Pascal’s Triangle

This problem was asked by Stitch Fix.

Pascal’s triangle is a triangular array of integers constructed with the following formula:

The first row consists of the number 1.
For each subsequent row, each element is the sum of the numbers directly above it, on either side.

For example, here are the first few rows:

Given an input k, return the k^th row of Pascal’s triangle.

Bonus: Can you do this using only O(k) space?

My Solution(C++):

#include <iostream>

// The normal pascal triangle using 2D array.
void pascalTriangle(int k){
  std::cout<<"Method 1 \n";
  int A[k][k];
  for (int i=0; i<k; i++){
    A[i][0] = 1;
    A[i][i] = 1;
    for (int j=1;j<i; j++) A[i][j] = A[i-1][j-1]+A[i-1][j];
  }
  for (int i=0;i<k;i++){
    for (int j=0; j<k-i-1; j++) std::cout<<"  ";
    for (int j=0; j<=i; j++) std::cout<<A[i][j]<<"    ";
    std::cout<<'\n';
  }
}

// This is slightly clever.

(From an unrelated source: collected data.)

PR #901, opened 2024-08-26
MTX - Resolve coins from coinview as well during coinselection.

nodech:
This is another simpler alternative to the: https://github.com/handshake-org/hsd/pull/666

It still gets rid of the inputs for the coinselection, but will make sure to check if coins are in coinview first and Coins list second.  This also fixes another issue, where existing inputs in the tx could get in conflict with passed inputs in the options.

Closes: #666
Closes: #639

### DIFF
--- a/lib/primitives/mtx.js
+++ b/lib/primitives/mtx.js
@@ -1409,12 +1409,13 @@ class CoinSelector {
   /**
    * Create a coin selector.
    * @constructor
-   * @param {TX} tx
+   * @param {MTX} tx
    * @param {Object?} options
    */
 
   constructor(tx, options) {
     this.tx = tx.clone();
+    this.view = tx.view;
     this.coins = [];
     this.outputValue = 0;
     this.index = 0;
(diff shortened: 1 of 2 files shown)


Anunayj:
This is so much cleaner and I think it's probably ideal to keep it as simple as possible. There's just a few things to keep in mind as of right now:
1. fund() will steal clear witness items, and those will need to be added back.
2. It will also clear `nSequence` for all inputs! I am unsure how big of a deal this is, but please beware when using setLocktime or using Relative timelocks before calling fund!

Anunayj (approved):
This implementation is significantly cleaner than the previous, but we would still have be cautious about potential interactions between nLocktime, nSequence, and fund() in the future. Specifically, NEVER call fund after setting nLocktime or nSequence.

- nLocktime is likely to be less of an issue, as it will be active as long as one of the inputs is < 0xFFFFFFFF, and It throws a a exception when called with no inputs. However there can still be issues when the other inputs are ANYONECANPAY and Locktime being active was extremely important.

- nSequence being reset could cause a more significant problem if someone is unaware of this and was expecting Relative Locktimes to be active.

We might want to consider a future revision to address these concerns, as they aren't necessarily within the scope of this PR. There also needs to be a discussion on what behavior should be expected from addCoin() when nLocktime is set.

We are modifying the same 1-D array multiple times.
// Everytime starting from the right and upto the position next to first one.
// 1 0 0 0 0
// 1 1 0 0 0
// 1 2 1 0 0
// 1 3 3 1 0
// 1 4 6 4 1
void pascalTriangleSpaceEfficient(int k){
  std::cout<<"Method 2 \n";
  int A[k];
  A[0] = 1;
  for (int i=1; i<k; i++) A[i] = 0;
  for (int i=0; i<k-1; i++){
    for (int j=k-1; j>0; j--) A[j]+=A[j-1];
    for (int i=0; i<k; i++) std::cout<<A[i]<<' ';
    std::cout<<'\n';
  }
}

int main(){
  pascalTriangle(10);
  pascalTriangleSpaceEfficient(10);
  return 0;
}